=== What you need to do ===
Extract every line below, verbatim.

Saved entries
---*---
Issue #138, opened 2018-11-09
Google App Engine - ImportError: No module named grp 


zippy84:
I'm trying to run CherryPy in Googles App Engine. Because I only can use Python 2.7 I installed an older version of CherryPy with pip install -t /home/zippy/ecl/ecl_cherrypy/lib "CherryPy==17.4.0". 

And now I get:

```
Traceback (most recent call last):
  File "/home/zippy/ecl/google_appengine/google/appengine/runtime/wsgi.py", line 240, in Handle
    handler = _config_handle.add_wsgi_middleware(self._LoadHandler())
  File "/home/zippy/ecl/google_appengine/google/appengine/runtime/wsgi.py", line 299, in _LoadHandler
    handler, path, err = LoadObject(self._handler)
  File "/home/zippy/ecl/google_appengine/google/appengine/runtime/wsgi.py", line 85, in LoadObject
    obj = __import__(path[0])
  File "/home/zippy/ecl/ecl_cherrypy/ecl.py", line 9, in <module>
    import cherrypy
  File "/home/zippy/ecl/ecl_cherrypy/lib/cherrypy/__init__.py", line 76, in <module>
    from . import _cprequest, _cpserver, _cptree, _cplogging, _cpconfig
  File "/home/zippy/ecl/ecl_cherrypy/lib/cherrypy/_cprequest.py", line 13, in <module>
    from cherrypy import _cpreqbody
  File "/home/zippy/ecl/ecl_cherrypy/lib/cherrypy/_cpreqbody.py", line 135, in <module>
    import cheroot.server
  File "/home/zippy/ecl/ecl_cherrypy/lib/cheroot/server.py", line 102, in <module>
    import grp
  File "/home/zippy/ecl/google_appengine/google/appengine/tools/devappserver2/python/runtime/sandbox.py", line 1095, in load_module
    raise ImportError('No module named %s' % fullname)
ImportError: No module named grp
```
Could you say what's wrong with it?

`python2 -c "import grp"` works fine.

zippy84:
> I think, as a workaround, pinning Cheroot<6.2.0 should temporarily fix the issue for you until it's fixed in upstream.

You are right.

`pip install -t /home/zippy/ecl/ecl_cherrypy/lib "CherryPy==11.0.0"` is not a solution, because the problem is located in Cheroot.

I already find a solution by downgrading Cheroot to 5.8.3.

webknjaz:
[...]

PR #140, opened 2018-11-11
Fix for the use in GAE.

zippy84:
  - [x] bug fix
  - [ ] feature
  - [ ] docs update
  - [ ] refactoring
  - [ ] other

#138 

`ImportError` on `import grp` and `import pwd`, because they are not available on Google App Engine.

No `ImportError` in Google App Engine :smile:

* **Other information**:

* **Checklist**:

---
This change is [Reviewable](https://reviewable.io/reviews/cherrypy/cheroot/140)

### DIFF
--- a/cheroot/server.py
+++ b/cheroot/server.py
@@ -99,8 +99,12 @@ IS_WINDOWS = platform.system() == 'Windows'
 
 
 if not IS_WINDOWS:
-    import grp
-    import pwd
+    try:
+        import grp
+        import pwd
+    except ImportError:
+        """Disabled by Google App Engine (GAE)."""
+        pass
     import struct
 
 
@@ -1375,7 +1379,7 @@ class HTTPConnection:
             raise NotImplementedError(
                 'UID/GID lookup can only be done under UNIX-like OS'
             )
-        elif not self.peercreds_resolve_enabled:
+        elif not self.peercreds_resolve_enabled or 'grp' not in globals() or 'pwd' not in globals():
             raise RuntimeError(
                 'UID/GID lookup is disabled within this server'
             )
--- a/cheroot/server.py
+++ b/cheroot/server.py
@@ -96,14 +96,33 @@ __all__ = ('HTTPRequest', 'HTTPConnection', 'HTTPServer',
 
 
 IS_WINDOWS = platform.system() == 'Windows'
+"""Flag indicating whether the app is running under Windows."""
 
 
-if not IS_WINDOWS:
+IS_GAE = os.getenv('SERVER_SOFTWARE', '').startswith('Google App Engine/')
+"""Flag indicating whether the app is running in GAE env.
+
+Ref:
+https://cloud.google.com/appengine/docs/standard/python/tools
+/using-local-server#detecting_application_runtime_environment
+"""
+
+
+IS_UID_GID_RESOLVABLE = not IS_WINDOWS and not IS_GAE
+"""Indicates whether UID/GID resolution's available under current platform."""
+
+
+if IS_UID_GID_RESOLVABLE:
     try:
         import grp
         import pwd
     except ImportError:
-        """Disabled by Google App Engine (GAE)."""
+        """Unavailable in the current env.
+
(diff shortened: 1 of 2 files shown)


webknjaz:
This pull request **introduces 1 alert** when merging 06d65eb7565effe2bd51e3d94e75ae5e10751c93 into ca85772e6e58a880657a9c26a5352603535517f5 - [view on LGTM.com](https://lgtm.com/projects/g/cherrypy/cheroot/rev/pr-1297a26fcd109161558989e4149e19f120c27aa7)

**new alerts:**

* 1 for Unnecessary pass

---

*Comment posted by [LGTM.com](https://lgtm.com)*

cheroot/test/test_server.py
```diff
@@ -186,8 +186,14 @@ def test_peercreds_unix_sock(http_server, unix_sock_file):
...
     assert 'RuntimeError' in testclient.get(PEERCRED_TEXTS_URI)
 
-    httpserver.peercreds_resolve_enabled = True
-    import grp
-    expected_textcreds = os.getlogin(), grp.getgrgid(os.getgid()).gr_name
-    expected_textcreds = '!'.join(map(str, expected_textcreds))
-    assert testclient.get(PEERCRED_TEXTS_URI) == expected_textcreds
+    try:
+        import grp
+    except ImportError:
```
webknjaz: We should use `skipif` marker on the test instead of having a guessing logic inside of it since it's unrelated. You can create a named marker like `non_windows_sock_test` is.

cheroot/server.py
```diff
@@ -1375,7 +1379,7 @@ def resolve_peer_creds(self):  # LRU cached on per-instance basis
             raise NotImplementedError(
                 'UID/GID lookup can only be done under UNIX-like OS'
             )
-        elif not self.peercreds_resolve_enabled:
+        elif not self.peercreds_resolve_enabled or 'grp' not in globals() or 'pwd' not in globals():
```
webknjaz: This violates the linters: https://travis-ci.org/cherrypy/cheroot/jobs/453609030

cheroot/test/test_server.py
zippy84: I'm not familiar with pytest. The whole `test_peercreds_unix_sock` should be skipped, when `grp` is not importable? I don't think so. But this is your decision.

cheroot/server.py
zippy84: Is this better?

```python
try:
    import grp
except ImportError:
    grp = None
```

And then later

```python
if grp is None:
    raise RuntimeError('...')
```
Do you have any reference for such a design pattern? There is no PEP about it.

cheroot/test/test_server.py
webknjaz: Well, it should probably be separated into its own test. Actually, currently, this one is completely disabled, because the test client is unable to HTTP over non-IP connection (yet).

As for `pytest`, you can have a decorator like `@pytest.mark.skipif(<condition_here>, reason="some explanation"`, which would conditionally skip the test.

cheroot/server.py
webknjaz: P.S. you can also add some boolean var with a proper name as a flag for whether grp/pwd are accessible, this tends to make code better readable.

cheroot/test/test_server.py
zippy84: I think you should change it to your own.

cheroot/server.py
zippy84: Too late. Please change it on your own preference, if you don't like the actual changes.

cheroot/test/test_server.py
webknjaz: ok

webknjaz:
@zippy84 I'll merge this after your confirmation that everything looks okay.

zippy84:
Your last changes looks good to me. It works perfect with CherryPy 17.4.0 and Google App Engine 1.9.80.

webknjaz:
I think it's a good balance for optimizations vs. heavy imports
---*---
=== Exercise result ===
Issue #138, opened 2018-11-09
Google App Engine - ImportError: No module named grp 


zippy84:
I'm trying to run CherryPy in Googles App Engine. Because I only can use Python 2.7 I installed an older version of CherryPy with pip install -t /home/zippy/ecl/ecl_cherrypy/lib "CherryPy==17.4.0". 

And now I get:

```
Traceback (most recent call last):
  File "/home/zippy/ecl/google_appengine/google/appengine/runtime/wsgi.py", line 240, in Handle
    handler = _config_handle.add_wsgi_middleware(self._LoadHandler())
  File "/home/zippy/ecl/google_appengine/google/appengine/runtime/wsgi.py", line 299, in _LoadHandler
    handler, path, err = LoadObject(self._handler)
  File "/home/zippy/ecl/google_appengine/google/appengine/runtime/wsgi.py", line 85, in LoadObject
    obj = __import__(path[0])
  File "/home/zippy/ecl/ecl_cherrypy/ecl.py", line 9, in <module>
    import cherrypy
  File "/home/zippy/ecl/ecl_cherrypy/lib/cherrypy/__init__.py", line 76, in <module>
    from . import _cprequest, _cpserver, _cptree, _cplogging, _cpconfig
  File "/home/zippy/ecl/ecl_cherrypy/lib/cherrypy/_cprequest.py", line 13, in <module>
    from cherrypy import _cpreqbody
  File "/home/zippy/ecl/ecl_cherrypy/lib/cherrypy/_cpreqbody.py", line 135, in <module>
    import cheroot.server
  File "/home/zippy/ecl/ecl_cherrypy/lib/cheroot/server.py", line 102, in <module>
    import grp
  File "/home/zippy/ecl/google_appengine/google/appengine/tools/devappserver2/python/runtime/sandbox.py", line 1095, in load_module
    raise ImportError('No module named %s' % fullname)
ImportError: No module named grp
```
Could you say what's wrong with it?

`python2 -c "import grp"` works fine.

zippy84:
> I think, as a workaround, pinning Cheroot<6.2.0 should temporarily fix the issue for you until it's fixed in upstream.

You are right.

`pip install -t /home/zippy/ecl/ecl_cherrypy/lib "CherryPy==11.0.0"` is not a solution, because the problem is located in Cheroot.

I already find a solution by downgrading Cheroot to 5.8.3.

webknjaz:
[...]

PR #140, opened 2018-11-11
Fix for the use in GAE.

zippy84:
  - [x] bug fix
  - [ ] feature
  - [ ] docs update
  - [ ] refactoring
  - [ ] other

#138 

`ImportError` on `import grp` and `import pwd`, because they are not available on Google App Engine.

No `ImportError` in Google App Engine :smile:

* **Other information**:

* **Checklist**:

---
This change is [Reviewable](https://reviewable.io/reviews/cherrypy/cheroot/140)

### DIFF
--- a/cheroot/server.py
+++ b/cheroot/server.py
@@ -99,8 +99,12 @@ IS_WINDOWS = platform.system() == 'Windows'
 
 
 if not IS_WINDOWS:
-    import grp
-    import pwd
+    try:
+        import grp
+        import pwd
+    except ImportError:
+        """Disabled by Google App Engine (GAE)."""
+        pass
     import struct
 
 
@@ -1375,7 +1379,7 @@ class HTTPConnection:
             raise NotImplementedError(
                 'UID/GID lookup can only be done under UNIX-like OS'
             )
-        elif not self.peercreds_resolve_enabled:
+        elif not self.peercreds_resolve_enabled or 'grp' not in globals() or 'pwd' not in globals():
             raise RuntimeError(
                 'UID/GID lookup is disabled within this server'
             )
--- a/cheroot/server.py
+++ b/cheroot/server.py
@@ -96,14 +96,33 @@ __all__ = ('HTTPRequest', 'HTTPConnection', 'HTTPServer',
 
 
 IS_WINDOWS = platform.system() == 'Windows'
+"""Flag indicating whether the app is running under Windows."""
 
 
-if not IS_WINDOWS:
+IS_GAE = os.getenv('SERVER_SOFTWARE', '').startswith('Google App Engine/')
+"""Flag indicating whether the app is running in GAE env.
+
+Ref:
+https://cloud.google.com/appengine/docs/standard/python/tools
+/using-local-server#detecting_application_runtime_environment
+"""
+
+
+IS_UID_GID_RESOLVABLE = not IS_WINDOWS and not IS_GAE
+"""Indicates whether UID/GID resolution's available under current platform."""
+
+
+if IS_UID_GID_RESOLVABLE:
     try:
         import grp
         import pwd
     except ImportError:
-        """Disabled by Google App Engine (GAE)."""
+        """Unavailable in the current env.
+
(diff shortened: 1 of 2 files shown)


webknjaz:
This pull request **introduces 1 alert** when merging 06d65eb7565effe2bd51e3d94e75ae5e10751c93 into ca85772e6e58a880657a9c26a5352603535517f5 - [view on LGTM.com](https://lgtm.com/projects/g/cherrypy/cheroot/rev/pr-1297a26fcd109161558989e4149e19f120c27aa7)

**new alerts:**

* 1 for Unnecessary pass

---

*Comment posted by [LGTM.com](https://lgtm.com)*

cheroot/test/test_server.py
```diff
@@ -186,8 +186,14 @@ def test_peercreds_unix_sock(http_server, unix_sock_file):
...
     assert 'RuntimeError' in testclient.get(PEERCRED_TEXTS_URI)
 
-    httpserver.peercreds_resolve_enabled = True
-    import grp
-    expected_textcreds = os.getlogin(), grp.getgrgid(os.getgid()).gr_name
-    expected_textcreds = '!'.join(map(str, expected_textcreds))
-    assert testclient.get(PEERCRED_TEXTS_URI) == expected_textcreds
+    try:
+        import grp
+    except ImportError:
```
webknjaz: We should use `skipif` marker on the test instead of having a guessing logic inside of it since it's unrelated. You can create a named marker like `non_windows_sock_test` is.

cheroot/server.py
```diff
@@ -1375,7 +1379,7 @@ def resolve_peer_creds(self):  # LRU cached on per-instance basis
             raise NotImplementedError(
                 'UID/GID lookup can only be done under UNIX-like OS'
             )
-        elif not self.peercreds_resolve_enabled:
+        elif not self.peercreds_resolve_enabled or 'grp' not in globals() or 'pwd' not in globals():
```
webknjaz: This violates the linters: https://travis-ci.org/cherrypy/cheroot/jobs/453609030

cheroot/test/test_server.py
zippy84: I'm not familiar with pytest. The whole `test_peercreds_unix_sock` should be skipped, when `grp` is not importable? I don't think so. But this is your decision.

cheroot/server.py
zippy84: Is this better?

```python
try:
    import grp
except ImportError:
    grp = None
```

And then later

```python
if grp is None:
    raise RuntimeError('...')
```
Do you have any reference for such a design pattern? There is no PEP about it.

cheroot/test/test_server.py
webknjaz: Well, it should probably be separated into its own test. Actually, currently, this one is completely disabled, because the test client is unable to HTTP over non-IP connection (yet).

As for `pytest`, you can have a decorator like `@pytest.mark.skipif(<condition_here>, reason="some explanation"`, which would conditionally skip the test.

cheroot/server.py
webknjaz: P.S. you can also add some boolean var with a proper name as a flag for whether grp/pwd are accessible, this tends to make code better readable.

cheroot/test/test_server.py
zippy84: I think you should change it to your own.

cheroot/server.py
zippy84: Too late. Please change it on your own preference, if you don't like the actual changes.

cheroot/test/test_server.py
webknjaz: ok

webknjaz:
@zippy84 I'll merge this after your confirmation that everything looks okay.

zippy84:
Your last changes looks good to me. It works perfect with CherryPy 17.4.0 and Google App Engine 1.9.80.

webknjaz:
I think it's a good balance for optimizations vs. heavy imports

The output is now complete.